Hazan was a good-hearted person, but she had little patience for what she saw as stupidity or incompetence, whether in her classrooms or in the restaurants she visited. It was a bane of her existence, in fact, that when she toured around America, her hosts always wanted to take her to the latest hot Italian (or "Italian") restaurant. She usually found them wanting. I remember having lunch with Hazan and her husband and a small group of friends and admirers at a would-be Italian place in midtown Manhattan. From the way she toyed with her pasta, it was clear that she found it more or less inedible. When the young American chef came out proudly later to ask how we'd enjoyed our meal, she fixed him with her fearsome stare and asked "How do you make your soffritto?" He hemmed and hawed and it quickly became clear that he had no idea what she was talking about. (A soffritto is the mixture of finely chopped onions, carrots, celery, parsley, and usually garlic, cooked long and slow in olive oil, that is the essential base to many pasta sauces, including whichever one our hapless chef had essayed.) To make Hazan happy, her friends eventually figured out, take her for sushi, or to a good Chinese place.

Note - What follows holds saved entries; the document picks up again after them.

PR #128, opened 2017-08-08
Initial work into working out how adverts do their thing

BPScott:
* Enable blocking ORB only when ads should be served.
* Only inject the ad block when ads should be served.
* Add a _cloudlabs/adverts route to test ads

### DIFF
--- a/app/Resources/views/base_ds2013.html.twig
+++ b/app/Resources/views/base_ds2013.html.twig
@@ -1,3 +1,5 @@
+{%- set hasAdverts = adverts_set_blocks(meta_context.showAdverts and block('adsToDisplay') is defined ? block('adsToDisplay') : '') -%}
+
 <!DOCTYPE html>
 <html class="{{ branding.orbitThemeClasses|raw }} {% block html_classes %}{% endblock %}" lang="{{ tr('language_code') }}">
     <head>
@@ -36,6 +38,12 @@
             <meta name="apple-itunes-app" content="app-id=560458506, app-argument={{ meta_context.canonicalUrl }}?bbc_referrer={{ meta_context.canonicalUrl|url_encode }}">
         {% endif %}
 
+        {#
+            bbcdotcom adverts requires synchronous fig loading.
+            See https://navigation.api.bbc.co.uk/docs/fig.md#using-a-blocking-fig
+            Remove this once Ads work without the blocking fig - GNLADAPPS-38
+        #}
+        {% if hasAdverts %}<script>window.orb_fig_blocking = true;</script>{% endif %}
         {{ orb.head|raw }}
         {{ branding.head|raw }}
 
@@ -62,6 +70,7 @@
                 }
             });
         </script>
+        {{ adverts_head() }}
     </head>
     <body {{ meta_context.rdfaAttributes }}>
         {{ orb.bodyfirst|raw }}
--- a/app/Resources/views/cloud_labs/adverts.html.twig
+++ b/app/Resources/views/cloud_labs/adverts.html.twig
@@ -1,0 +1,16 @@
+{% extends 'base_ds2013.html.twig' %}
+
+{% block title %}Adverts Test{% endblock %}
+{% block adsToDisplay %}leaderboard mpu{% endblock %}
+
+{% block body %}
+    <div class="br-box-page">
+        <p>You'll need to trick the FIG into thinking you're outside the UK for these adverts to appear</p>
+
+        <h1>LEADERBOARD</h1>
+        {{ advert('leaderboard', [1,2,3,4]) }}
+
+        <h1>MPU</h1>
+        {{ advert('mpu', [1,2,3,4]) }}
+    </div>
+{% endblock %}
--- a/src/Twig/BbcDotComExtension.php
+++ b/src/Twig/BbcDotComExtension.php
@@ -1,0 +1,98 @@
+<?php
+declare(strict_types = 1);
+namespace App\Twig;
+
+use Twig_Extension;
+use Twig_Function;
+
+class BbcDotComExtension extends Twig_Extension
+{
+     /** @var string */
+    private $advertBlocks = '';
+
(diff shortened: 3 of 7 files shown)


programmes-developers:

app/Resources/views/base_ds2013.html.twig
```diff
@@ -36,6 +38,12 @@
             <meta name="apple-itunes-app" content="app-id=560458506, app-argument={{ meta_context.canonicalUrl }}?bbc_referrer={{ meta_context.canonicalUrl|url_encode }}">
         {% endif %}
 
+        {#
+            bbcdotcom adverts requires synchronous fig loading.
+            See https://navigation.api.bbc.co.uk/docs/fig.md#using-a-blocking-fig
+            Remove this once Ads work without the blocking fig - GNLADAPPS-38
+        #}
+        {% if hasAdverts %}<script>window.orb_fig_blocking = true;</script>{% endif %}
```
votemike: Would it be better to always set this?

app/Resources/views/cloud_labs/adverts.html.twig
```diff
@@ -0,0 +1,16 @@
+{% extends 'base_ds2013.html.twig' %}
+
+{% block title %}Adverts Test{% endblock %}
+{% block adsToDisplay %}leaderboard mpu{% endblock %}
+
+{% block body %}
+    <div class="br-box-page">
+        <p>You'll need to trick the FIG into thinking you're outside the UK for these adverts to appear</p>
```
votemike: Allow it to be toggled with a $_GET param?

src/Twig/BbcDotComExtension.php
```diff
@@ -0,0 +1,87 @@
...
+            new Twig_Function('adverts_head', [$this, 'advertsHead'], ['is_safe' => ['html']]),
+        ];
+    }
+
+    /**
+     * Display an Advert
+     */
+    public function advert(
+        string $advertId,
+        array $groups,
```
votemike: What is $groups?

src/Twig/BbcDotComExtension.php
```diff
@@ -0,0 +1,87 @@
...
+        $ad = sprintf($template, $divId, $advertId, $advertGroups);
+
+        if ($containerClass) {
+            $ad = '<div class="' . $containerClass . '">' . $ad . '</div>';
+        }
+
+        return $ad;
+    }
+
+    public function advertsConfig(string $advertBlocks): bool
```
votemike: This is a weird name for a method that returns a bool.

src/Twig/BbcDotComExtension.php
```diff
@@ -0,0 +1,87 @@
...
+    }
+
+    public function advertsHead(): string
+    {
+        if (!$this->advertBlocks) {
+            return '';
+        }
+
+        $template = <<<HEAD
+<script>
```
votemike: Why is this not all in a twig template?

src/ValueObject/MetaContext.php
```diff
@@ -42,6 +45,10 @@ public function __construct($context = null, string $canonicalUrl = '')
             $this->isRadio = $context->isRadio();
             $this->titlePrefix = $this->coreEntityTitlePrefix($context);
             $this->schemaType = $this->getSchemaTypeEquivalent($context);
+
+            if ($context->getNetwork()->isInternational()) {
```
votemike: Network might be null. No?

src/ValueObject/MetaContext.php
```diff
@@ -42,6 +45,10 @@ public function __construct($context = null, string $canonicalUrl = '')
...
+                $this->showAdverts = true;
```
votemike: `$this->showAdverts = $context->getNetwork()->isInternational()`?

app/Resources/views/base_ds2013.html.twig
BPScott: Making it the fig loading blocking has a negative performance impact (as the rest of the page waits for this bit of JS to load before loading the rest of the page, rather than loading the JS in the background) and is deprecated, so I'd rather only make it blocking when we need to

app/Resources/views/cloud_labs/adverts.html.twig
BPScott: Doesn't work that way unfortunately, we don't have access to override that value as it is set in other people's code and we don't have the ability to override it on our side.

The trick is to change your proxy settings to look like you're in the US. (There is another admin panel override toggle thing but I couldn't get that to work)

src/Twig/BbcDotComExtension.php
BPScott: It is. 

I need a way to check if adverts are enabled to set the synchronous fig loading. Adding an extra twig helper just for that seemed annoying, so making this initialisation function pull double-duty for now and return if there should be adverts or not based on the config it got passed in seemed like the simplest way to do that.

`adverts_set_blocks()` perhaps? At least then "it returns a boolean that reflects if the blocks were set or not" makes a little more sense

src/Twig/BbcDotComExtension.php
BPScott: It requires a little bit of state - we shouldn't show any advert blocks or initialisation if we don't want to show adverts (we only show adverts on certain pages belonging to programmes on international networks). Placing the HTML in here keeps all the stuff relating to adverts all in one place rather than spreading it about a few places.

src/Twig/BbcDotComExtension.php
votemike: Something like that sounds better.

src/ValueObject/MetaContext.php
BPScott: Yep, good spot.

src/Twig/BbcDotComExtension.php
BPScott: Done.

She could be doctrinaire, too. She knew exactly how to make various dishes, and didn't see why she should change her ways. Watching her make risotto in her Venice apartment one afternoon, I was surprised to see that instead of homemade chicken stock, she used a Maggi bouillon cube. When I asked her why, she basically harrumphed and said, "Everybody does this." Then I asked why she didn't pour wine over the still-raw rice as most risotto recipes call for. "It's supposed to help the rice maintain its texture as it cooks," I ventured. She scoffed. "I've never used wine in my risotto. You think it doesn't have the right texture?" Er, no...

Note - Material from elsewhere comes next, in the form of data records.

PR #130, opened 2017-08-09
Fixing unwanted newline in date block

felipeparaujo:


programmes-developers:

tatitati:
simple 👍

app/Resources/views/schedules/by_base.html.twig
```diff
@@ -1,8 +1,6 @@
 {% extends 'base_ds2013.html.twig' %}
 
-{%- block title -%}
-    {{ meta_context.titlePrefix }} - {{ tr('schedules') }}, {{ block('date') }}
-{%- endblock -%}
+{% block title %}{{ meta_context.titlePrefix }} - {{ tr('schedules') }}, {{ block('date') }}{% endblock %}
```
votemike: Did `{%-` not make it spaceless?

felipeparaujo: yeah it did, but this block is so short we could have it in one line, at which point we don't need the `{%-` anymore

BjornTwachtmann:
looks sensible

PR #131, opened 2017-08-09
Controller clips and galleries for brandpage

tatitati:
First PR for "Build Brand Page controller skeleton" ticket.
This PR includes clips/galleries data from db


programmes-developers:

PR #291, opened 2017-11-14
ImagesFixture now using builders

tatitati:
ImagesFixture now using builders


programmes-developers:

tests/DataFixtures/PagesService/ImagesFixtures.php
```diff
@@ -3,92 +3,78 @@
...
-            'BBC One Logo',
-            'standard',
-            'jpg'
-        );
+        return ImageBuilder::default()
+           ->withPid('p02lrnkz')
+           ->withTitle('BBC One Logo')
+           ->withShortSynopses('BBC One Logo')
+           ->withLongestSynopsis('BBC One Logo')
+           ->build();
```
BjornTwachtmann: Your default type in ImageBuilder is 'this is the type'. So the objects you're creating aren't the same. I would probably change that to 'standard' in the ImageBuilder class.

tatitati: my bad!, it was in my mind, but I forgot it, sorry

PR #292, opened 2017-11-14
episodes builder applied

tatitati:
episodes builder applied


src/Builders/EpisodeBuilder.php
```diff
@@ -235,79 +235,109 @@ public function withOptions(Options $options)
         return $this;
     }
 
-    public function withParent(Programme $parent)
+    /**
+     * @param Programme|null $parent
```
BPScott: These docblocks don't provide any new information as the info is already there in the function definition. They're noise we have to scroll through, so get rid of them

tests/DataFixtures/PagesService/EpisodesFixtures.php
```diff
@@ -3,88 +3,86 @@
...
-            new DateTimeImmutable('2017-07-01 20:00:00') //Streamable until
-        );
+        return EpisodeBuilder::default()
+            ->withDbAncestryIds([1])
+            ->withPid('p0000001')
+            ->withTitle('An Episode of Eastenders')
+            ->withSearchTitle('An Episode of Eastenders')
+            ->withSynopses(new Synopses('Short Synopsis', 'Medium Synopsis', 'Long Synopsis'))
+            ->withImage(ImagesFixtures::eastenders())
+            ->withPromotionsCount(0)
```
BPScott: Are things like the zero counts already the default in the builders? If so we should remove them to reduce noise

programmes-developers:

src/Builders/EpisodeBuilder.php
tatitati: true

tests/DataFixtures/PagesService/EpisodesFixtures.php
tatitati: well Ben, I really like your comment because yesterday I was thinking about how much is worth to this modification, it was in my mind to drop some comments about this today. 

From my point of view there is not even point of doing this with a Builder, I know that we discussed to do it. A builder is to create objects based on very specific tweaks (an small amount, they are designed to gain time, not to specify many attributes). In this case we are using them to create completely different objects for our database test, so we have to specify in our builder every parameter, and in this case we don't take advantage of builders at all. I would like to listen to @BjornTwachtmann about this.

Cause of this  I deleted the part I changed in EpisodesFixture.php to keep it as it was (a simple constructor). I just left in this PR some simple modifications learned during the process. Let me know any point of view, I will be happy to proceed in any way.

src/Builders/EpisodeBuilder.php
```diff
@@ -109,7 +109,7 @@ private function __construct()
         $this->pid = new Pid('d00744wz');
         $this->title = 'my episode title';
         $this->searchTitle = 'my search episode title';
-        $this->synopses = new Synopses('My short synopsis', 'my medium synopsis', 'my long synopsis');
+        $this->synopses = new Synopses('My short synopsis', 'my a very medium no too much synopsis', 'my extremely boring and endless text for my long synopsis');
```
tatitati: this change is not necessary for this PR, but I thought that was so tiny....I just thought that the length of the synopses might be a little improved to make them more obvious. Simple

src/Builders/EpisodeBuilder.php
```diff
@@ -235,79 +235,73 @@ public function withOptions(Options $options)
...
-     */
-    public function withFormats(array $formats)
+    public function withFormats(?array $formats)
     {
         $this->formats = $formats;
         return $this;
     }
 
-    public function withFirstBroadcastDate(DateTimeImmutable $firstBroadcastDate)
+    public function withFirstBroadcastDate(?DateTimeImmutable $firstBroadcastDate)
```
votemike: Why is this being changed to accept null?

tatitati: firstBoradcastDate is an optional parameter in the Episode constructor, so it can be null:
https://github.com/bbc/programmes-pages-service/blob/master/src/Domain/Entity/Episode.php#L44

But in our builder by default we create an object with a value different to null
```php
$this->firstBroadcastDate = new DateTimeImmutable('2012-06-05');
```

Because in some cases we will want to build it with firstBroadcastDate=null our EpisodeBuilder need to set up this value as well.

BjornTwachtmann:
This looks good mate, as long as the tests pass. One suggestion for the EpisodeBuilder. I think you're probably defaulting a bit too much stuff to being set. Some of the properties you're setting as default are obscure and unlikely to come up too often. I'd probably go with a more minimal set, but up to you

src/Builders/EpisodeBuilder.php
votemike: In the builder, the docblock doesn't appear to say it's null.
Don't you think that by default, objects should start with as little information as possible? So if any of these can be null, they should default to null and then set them if you want to. Then there's no need to allow null to be passed in to these methods.

tatitati: 1. Yeah, true, in the dockblock I forgot to add that info. I will fix it now, thanks for the spot.
2. For me is a trade off. If you create very basic objects by default, then you will spend more time setting properties for complex objects (exactly what we want to avoid). In the other hand, if you build complex objects by default, then you will need set null parameters in case you wish to build simple objects. 

Why then I choose to create complex objects?. The reason is that usually is more complex to add complex properties (which maybe imply to use another builder, set new attributes, etc) than set them to null. So I thought that would be faster to set as much properties as possible (mainly those that are complex)

votemike: I disagree. I think the default object should be as simple as possible. *If* the object needs extra options, then you should add them after the default is made. Otherwise you might be testing stuff that is set in the default object, not explicitly as part of the test.

tatitati: yeah, I thought about it as well.....let me check something

votemike: Why can you still set these as null? If the are set up with null in the first place, there's no need to change them to null....

PR #293, opened 2017-11-15
Cache prefix change

votemike:
Change so that blogs can be blogs-frontend.


programmes-developers:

The Hazans were talking about making one last trip to Venice and Cesenatico this September, if Marcella's health allowed. It didn't. The New York Times reports that the night before she died, the couple supped on the little elongated twists of Ligurian pasta called trofie, with pesto made with basil from their garden. (Victor, no slouch in the kitchen himself, cooked.) Simple, and classically Italian.

Hazan will in fact return to Cesenatico. Her husband plans to take her ashes there for burial.